- **What is required**
For each line of the data below, copy it if it holds the word "default".

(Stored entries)
PR #132, opened 2022-07-24
chore: update `memo` visibility field

boojack:


boojack:
Update `memo.visibility` value in database schema level. FYI @Kellermaan

PR #164, opened 2022-08-23
chore: update `word-break` style

boojack:


boojack:
@limdingwen FYI, updates the `word-break` styles globally.

PR #218, opened 2022-09-16
feat: add vietnamese

f97:


boojack:
Thanks for your contribution! xin chào việt nam 👋

PR #309, opened 2022-10-18
feat: editor tab support

f97:
chrome-capture-2022-9-18

### DIFF
--- a/web/src/components/MemoEditor.tsx
+++ b/web/src/components/MemoEditor.tsx
@@ -79,11 +79,16 @@ const MemoEditor: React.FC = () => {
   const handleKeyDown = (event: React.KeyboardEvent) => {
     if (event.key === "Escape" && state.fullscreen) {
       handleFullscreenBtnClick();
-    } else if (event.key === "Enter" && (event.ctrlKey || event.metaKey)) {
+      return;
+    }
+    if (event.key === "Enter" && (event.ctrlKey || event.metaKey)) {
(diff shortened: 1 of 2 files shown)


web/src/components/MemoEditor.tsx
```diff
@@ -77,13 +77,16 @@ const MemoEditor: React.FC = () => {
...
-        handleFullscreenBtnClick();
-      }
-    } else if (event.key === "Enter" && (event.ctrlKey || event.metaKey)) {
+    if (event.key === "Escape" && state.fullscreen) {
+      handleFullscreenBtnClick();
+    }
+    if (event.key === "Enter" && (event.ctrlKey || event.metaKey)) {
       handleSaveBtnClick();
     }
+    if (event.key === "Tab") {
```
boojack, line 86: `if-else` is more understandable, wdyt?

```suggestion
    } else if (event.key === "Enter" && (event.ctrlKey || event.metaKey)) {
      handleSaveBtnClick();
    } else if (event.key === "Tab") {
```

hyoban: We need else if or return to avoid going into two branches

f97:
I still think if is easier to understand, but it's fine for me.

hyoban (approved):
Sorry for taking your time, more people think `if` would be better

image

f97:
@hyoban , Yeahhhh, I also just remembered I was missing `return`. Thanks....

PR #312, opened 2022-10-18
feat: 添加Memo列表按更新时间排序

Zeng1998:


boojack (changes requested):

web/src/components/Memo.tsx
```diff
@@ -187,7 +190,7 @@ const Memo: React.FC<Props> = (props: Props) => {
       <div className="memo-top-wrapper">
         <div className="status-text-container">
           <span className="time-text" onClick={handleShowMemoStoryDialog}>
-            {createdAtStr}
+            {user?.setting.memoSortOption === "created_ts" ? createdAtStr : `${t("common.update-on")} ${updatedAtStr}`}
```
hyoban, line 193: Not good for reading, maybe creating a new variable would be better

web/src/components/MemoList.tsx
```diff
@@ -70,6 +72,10 @@ const MemoList = () => {
 
   const pinnedMemos = shownMemos.filter((m) => m.pinned);
   const unpinnedMemos = shownMemos.filter((m) => !m.pinned);
+  pinnedMemos.sort((m1, m2) => (user?.setting.memoSortOption === "created_ts" ? m2.createdTs - m1.createdTs : m2.updatedTs - m1.updatedTs));
+  unpinnedMemos.sort((m1, m2) =>
+    user?.setting.memoSortOption === "created_ts" ? m2.createdTs - m1.createdTs : m2.updatedTs - m1.updatedTs
```
hyoban, line 77: Would it be better to extract the same logic into a function?

boojack (approved):
Thanks for your contribution!

PR #321, opened 2022-10-20
feat: inline code within link

### LINKED ISSUE #317: code nested in link text

no

Support code nested in link text, like what github do

e.g. 

```md
[Doc for `docker save`](https://docs.docker.com/engine/reference/commandline/save/)
```

render into:

[Doc for `docker save`](https://docs.docker.com/engine/reference/commandline/save/)

### Additional context

_No response_

YuJianghao:
close #317 

link with code:
image
pure link:
image

---

use `decoration-1` with tailwind (`text-decoration-thickness: 1px`)
without `decoration-1`:
image

### DIFF
--- a/web/src/labs/marked/index.ts
+++ b/web/src/labs/marked/index.ts
@@ -26,7 +26,7 @@ export const marked = (markdownStr: string, blockParsers = blockElementParserLis
   let matchedInlineParser = undefined;
   let matchedIndex = -1;
 
-  for (const parser of inlineElementParserList) {
+  for (const parser of inlineParsers) {
     if (parser.name === "plain text" && matchedInlineParser !== undefined) {
       continue;
     }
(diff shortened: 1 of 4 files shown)


web/src/labs/marked/index.ts
```diff
@@ -26,7 +26,7 @@ export const marked = (markdownStr: string, blockParsers = blockElementParserLis
   let matchedInlineParser = undefined;
   let matchedIndex = -1;
 
-  for (const parser of inlineElementParserList) {
+  for (const parser of inlineParsers) {
```
YuJianghao, line 29: @boojack Is this a mistake? If we use `inlineElementParserList` here, `inlineParsers` (which are passed in many files, like [Bold parser](https://github.com/usememos/memos/blob/main/web/src/labs/marked/parser/Bold.ts#L13)) will never work.

boojack: Thanks, good catch!

boojack (approved):
LGTM

PR #18, opened 2021-03-18
Feature/m UI c 199 scenes

eigom:
Support for scene-based projects.

### DIFF
--- a/GliaWidgets/Coordinator/RootCoordinator.swift
+++ b/GliaWidgets/Coordinator/RootCoordinator.swift
@@ -20,7 +20,7 @@ class RootCoordinator: SubFlowCoordinator, FlowCoordinator {
     private let interactor: Interactor
     private let viewFactory: ViewFactory
     private weak var gliaDelegate: GliaDelegate?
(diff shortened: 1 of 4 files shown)


GliaWidgets/Coordinator/RootCoordinator.swift
```diff
@@ -20,6 +20,7 @@ class RootCoordinator: SubFlowCoordinator, FlowCoordinator {
     private let interactor: Interactor
     private let viewFactory: ViewFactory
     private weak var gliaDelegate: GliaDelegate?
+    private weak var gliaDataSource: GliaDataSource?
```
gersonnoboa, line 23: Why is it called data source? As far as I see, it's the window scene which is an UI element, so it doesn't deal with data.

gersonnoboa (approved):

GliaWidgets/Coordinator/RootCoordinator.swift
eigom: Not a good naming indeed, renamed to SceneProvider.

VladKupriienko (approved):

PR #25, opened 2021-03-31
File upload/download improvements & fixes

eigom:
- added limit to number of uploads
- added NSPhotoLibraryAddUsageDescription so saving to Photo Library won't crash the app
- minor fixes

### DIFF
--- a/GliaWidgets/Lib/Upload/FileUploader.swift
+++ b/GliaWidgets/Lib/Upload/FileUploader.swift
@@ -46,11 +46,19 @@ class FileUploader {
     }
     var count: Int { return uploads.count }
     let state = ObservableValue<State>(with: .idle)
+    let limitReached = ObservableValue<Bool>(with: false)
 
     private var uploads = [FileUpload]()
     private var storage = FileSystemStorage(directory: .documents)
+    private let maximumUploads: Int
 
-    func addUpload(with url: URL) -> FileUpload {
+    init(maximumUploads: Int) {
+        self.maximumUploads = maximumUploads
+        updateLimitReached()
+    }
+
+    func addUpload(with url: URL) -> FileUpload? {
+        guard !limitReached.value else { return nil }
         let localFile = LocalFile(with: url)
         let upload = FileUpload(with: localFile, storage: storage)
         upload.state.addObserver(self) { _, _ in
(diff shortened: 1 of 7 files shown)


TestingApp/Info.plist
```diff
@@ -24,6 +24,8 @@
 	<string>This app needs camera for audio/video calls and photo sending</string>
 	<key>NSMicrophoneUsageDescription</key>
 	<string>This app needs microphone for audio/video calls</string>
+	<key>NSPhotoLibraryAddUsageDescription</key>
+	<string>Save attachments</string>
```
VladKupriienko, line 28: Maybe we should make a little bit more verbose? e.g. "This app needs access to photo library to save attachments" or smth like this.

GliaWidgets/Lib/Upload/FileUploader.swift
```diff
@@ -104,4 +116,8 @@ class FileUploader {
             state.value = newState
         }
     }
+
+    private func updateLimitReached() {
+        limitReached.value = count == maximumUploads
```
VladKupriienko, line 121: Is there a guarantee that there will be no situation when the counter jumps by 2, 3, etc? In that case, it will continue to be false. Maybe a `>=` would be more secure. Or maybe I'm just paranoid and there is no way that would happen 😀

VladKupriienko (approved):

TestingApp/Info.plist
VladKupriienko: Ah, sorry, you are right. Didn't notice that it's from the testing app.

GliaWidgets/Lib/Upload/FileUploader.swift
eigom: Both `addUpload()` methods have a guard to prevent that.

gersonnoboa: I cannot see a way right now of it happening but I would say that the `>=` suggestion makes sense regardless, just in case.

GliaWidgets/ViewModel/Chat/ChatViewModel.swift
```diff
@@ -69,7 +70,7 @@ class ChatViewModel: EngagementViewModel, ViewModel {
     private var unreadMessages: UnreadMessagesHandler!
     private let showsCallBubble: Bool
     private let storage = ChatStorage()
-    private let uploader = FileUploader()
+    private let uploader = FileUploader(maximumUploads: 25)
```
gersonnoboa, line 73: I guess the requirements don't mention that this needs to be changed from the integrator side if possible, correct? If there's no mention of that, then this is fine.

gersonnoboa (approved):
Something additional, could you capitalize the `l` in `Photo library`? Thanks!

GliaWidgets/ViewModel/Chat/ChatViewModel.swift
eigom: Correct.

PR #28, opened 2021-04-08
Feature/m UI c 236 fixes

eigom:
- Stretched popover fix for iOS 12
- Audio/video indicator fix
- Out of memory crash fix
- Added audio background mode

### DIFF
--- a/GliaWidgets/Lib/File/LocalFile.swift
+++ b/GliaWidgets/Lib/File/LocalFile.swift
@@ -31,7 +31,7 @@ class LocalFile {
     let url: URL
 
     private var thumbnail: UIImage?
-    private static var thumbnailQueue: OperationQueue = {
+    private static let thumbnailQueue: OperationQueue = {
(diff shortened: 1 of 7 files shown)


GliaWidgets/Lib/File/LocalFile.swift
```diff
@@ -31,6 +31,11 @@ class LocalFile {
     let url: URL
 
     private var thumbnail: UIImage?
+    private static var thumbnailQueue: OperationQueue = {
+        var queue = OperationQueue()
```
gersonnoboa, line 35: It can be let, no?

gersonnoboa (approved):

GliaWidgets/Lib/File/LocalFile.swift
eigom: Indeed.

VladKupriienko (approved):

PR #31, opened 2021-04-15
[MUIC-201] [MUIC-289] Fix video/audio call landscape mode

VladKupriienko:
Fix header and button bar disappearing from call view after returning to portrait mode from landscape

As always, some code style refactor included ;)

### DIFF
--- a/GliaWidgets/Component/Bar/CallButtonBar/CallButtonBar.swift
+++ b/GliaWidgets/Component/Bar/CallButtonBar/CallButtonBar.swift
@@ -24,9 +24,9 @@ class CallButtonBar: UIView {
     private let style: CallButtonBarStyle
     private let stackView = UIStackView()
     private var buttons = [CallButton]()
-    private var effectView = UIVisualEffectView(effect: UIBlurEffect(style: .prominent))
+    private var effectView = UIVisualEffectView(effect: UIBlurEffect(style: .dark))
     private var bottomSpaceConstraint: NSLayoutConstraint!
-    private var kInsets = UIEdgeInsets(top: 3.0, left: 3.0, bottom: 3.0, right: 3.0)
+    private var kInsets = UIEdgeInsets(top: 7.0, left: 3.0, bottom: 7.0, right: 3.0)
 
     init(with style: CallButtonBarStyle) {
         self.style = style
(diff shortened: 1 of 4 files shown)


gersonnoboa:
I will check this on Monday

gersonnoboa (commented):
Shouldn't the default state when in landscape be with the controls on? Right now if I switch to landscape, I have to tap to see the controls. And then if I tap again, the controls never hide anymore.

Actually, is there a reason they hide? They could just change the position when in landscape and not need a tap to be shown.

VladKupriienko:
> Shouldn't the default state when in landscape be with the controls on? Right now if I switch to landscape, I have to tap to see the controls. And then if I tap again, the controls never hide anymore.
> 
> Actually, is there a reason they hide? They could just change the position when in landscape and not need a tap to be shown.

I asked about the expected behaviour from Raigo and he said this is the one. Should we ask for some clarification from Andreas/Rasmus?

gersonnoboa:
@VladKupriienko I would say so, because changing to landscape looks... Broken, I would say.

VladKupriienko:
I have also committed a fix for the wrong blur color in the landscape mode for video calls [MUIC-289].

As a small bonus, I've made the bottom button bar design actually follow the one in Figma (buttons were spread out all over the screen in landscape previously).

Also, I've applied the changes to the call view behavior in landscape mode that we discussed together:

- Audio call now **always** shows the buttons and the header, both in landscape and portrait.
- Video call hides the controls on rotation to landscape. Tapping anywhere on the screen will bring them back for 3.2 seconds (was 3.0 in the code. Not really that noticeable, but if we agreed on 3200 let's do 3200).

GliaWidgets/Component/Bar/CallButtonBar/CallButtonBar.swift
```diff
@@ -24,26 +24,40 @@ class CallButtonBar: UIView {
...
+    func adjustStackConstraints() {
+        if currentOrientation.isPortrait {
+            verticalAlignConstrait.autoRemove()
+            stackView.spacing = 2
+            leftConstraint.autoInstall()
+            rightConstraint.autoInstall()
+        } else {
+            leftConstraint.autoRemove()
+            rightConstraint.autoRemove()
+            stackView.spacing = 12
```
gersonnoboa, line 56: Do these have some kind of descriptive naming that you think might explain these spacings better?

gersonnoboa (approved):
If I recall correctly, the video sometimes not stretching correctly when on landscape was a SDK issue, so I will approve.

PR #33, opened 2021-04-23
[MUIC-300] Fix placeholder image appearing through transparent operator avatar

VladKupriienko:


GliaWidgets/Component/ImageView/User/UserImageView.swift
```diff
@@ -24,22 +25,37 @@ class UserImageView: UIView {
     }
 
     func setImage(_ image: UIImage?, animated: Bool) {
+        if image != nil {
```
gersonnoboa, line 28: What about when the image is not nil? Should this be flipped then?

VladKupriienko: I can't think of a possible scenario where this would be called twice, with `nil` the second time, but one can never be too careful. Thanks for noticing :)

VladKupriienko: Updated the PR. I've played around with different wordings for this function and stopped on this one because I wanted parameter name to be present and named clearly.
...anyway it's not public API and just a small private func in a component 👀

gersonnoboa (approved):

PR #37, opened 2021-05-05
[MUIC-279] New message indicator

VladKupriienko:
Implements a new message indicator in the chat if the visitor is not at the bottom of the chat area when a new message is received.

As usual, includes code style refactor in the affected classes.


GliaWidgets/Coordinator/RootCoordinator.swift
```diff
@@ -1,5 +1,5 @@
-import UIKit
 import SalemoveSDK
+import UIKit
```
gersonnoboa, line 2: How do you order them? Alphabetically?

GliaWidgets/Glia.swift
```diff
@@ -16,7 +16,7 @@ public enum GliaEvent {
     case maximized
 }
 
-public protocol SceneProvider: class {
+public protocol SceneProvider: AnyObject {
```
gersonnoboa, line 19: Good, I was going to mention this at some point cause I saw the warning. Thanks for fixing it.

gersonnoboa (commented):
I don't see the operator is typing indicator on my device. I type and nothing happens on the device until I press send, where the device receives the phone. Also, very importantly, the operator does not see that the visitor is typing.

GliaWidgets/Coordinator/RootCoordinator.swift
VladKupriienko: Ah, this was actually SwiftFormat who moved them around and I didn't notice. [Alphabetically indeed.](https://github.com/nicklockwood/SwiftFormat/blob/master/Rules.md#sortedImports)

GliaWidgets/Glia.swift
VladKupriienko: > I don't see the operator is typing indicator on my device. I type and nothing happens on the device until I press send, where the device receives the phone. Also, very importantly, the operator does not see that the visitor is typing.

Indicating that the operator is typing is out of the scope of this PR. This PR only adds a raindrop-like indicator to the chat to indicate if any new messages have appeared while the visitor was scrolling through the chat (i.e. could not see them right away) - [[MUIC-279]](https://salemove.atlassian.net/jira/software/projects/MUIC/boards/132?label=iOS&selectedIssue=MUIC-279)

VladKupriienko:
> I don't see the operator is typing indicator on my device. I type and nothing happens on the device until I press send, where the device receives the phone. Also, very importantly, the operator does not see that the visitor is typing.

Indicating that the operator is typing is out of the scope of this PR. This PR only adds a raindrop-like indicator to the chat to indicate if any new messages have appeared while the visitor was scrolling through the chat (i.e. could not see them right away) - [[MUIC-279]](https://salemove.atlassian.net/jira/software/projects/MUIC/boards/132?label=iOS&selectedIssue=MUIC-279)

As for the fact that the operator does not see the visitor's message - strange, I don't think I encountered that. I will double-check it right away.

gersonnoboa:
No I meant that the operator cannot see that the visitor is typing, but the message arrives fine. I don't know if that has been implemented in the widgets yet or not. If you see our Example app, when you are typing something from the app, you can see it on the Glia Hub as an operator, even before the visitor has pressed send on the device. That is what I meant.

VladKupriienko:
I see. This has always been the case for widgets as well (all the visitor messages were seen in the Hub before even being sent), it shouldn't have been removed by this PR.

Just checked, for me it works as expected.
Screenshot 2021-05-07 at 13 18 18

gersonnoboa (approved):
Interesting, anyways I will approve because the new message indicator functionality works.

PR #38, opened 2021-05-07
[MUIC-304] Fix keyboard disappearing on operator's message received

VladKupriienko:
Previously the app resigned the first responder from the message entry view on any new message (oversight from choice cards PR). 
Now it does so **only** if the received message is a choice card (to deactivate the message entry until it is answered).

### DIFF
--- a/GliaWidgets/View/Chat/Entry/ChatMessageEntryView.swift
+++ b/GliaWidgets/View/Chat/Entry/ChatMessageEntryView.swift
@@ -14,19 +14,24 @@ public class ChatMessageEntryView: UIView {
             updateTextViewHeight()
         }
     }
+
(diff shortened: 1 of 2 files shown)


gersonnoboa:
I will test this later in the evening

VladKupriienko:
Interesting, thanks for pointing that out. I think I also experienced that once, but couldn't figure how I did it. Will look into that on Tuesday.

kuldar-daniel:
@gersonnoboa  seems like the table view content offset was set incorrectly when keyboard is shown. Added function to scroll to bottom instead once keyboard is visible (I beleive that was the original intent).

gersonnoboa (approved):
I will approve because it solves the intended issue, but I will propose an enhancement in the chat.

PR #42, opened 2021-05-12
MUIC-310: Message sending logic is wrong

kuldar-daniel:
Previously the text was cleared only after the response was received (either success or error). Now we clear the text before sending the message request.


gersonnoboa (approved):
I don't really like the name `messageTextTemp` but it is what it is.

kuldar-daniel:
Maybe in the future we could refactor this a bit to include the message being send in the function parameters.
It needs more refactoring due to the validation would be run on the class variable etc.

- **Task answer**
Shouldn't the default state when in landscape be with the controls on? Right now if I switch to landscape, I have to tap to see the controls. And then if I tap again, the controls never hide anymore.
> Shouldn't the default state when in landscape be with the controls on? Right now if I switch to landscape, I have to tap to see the controls. And then if I tap again, the controls never hide anymore.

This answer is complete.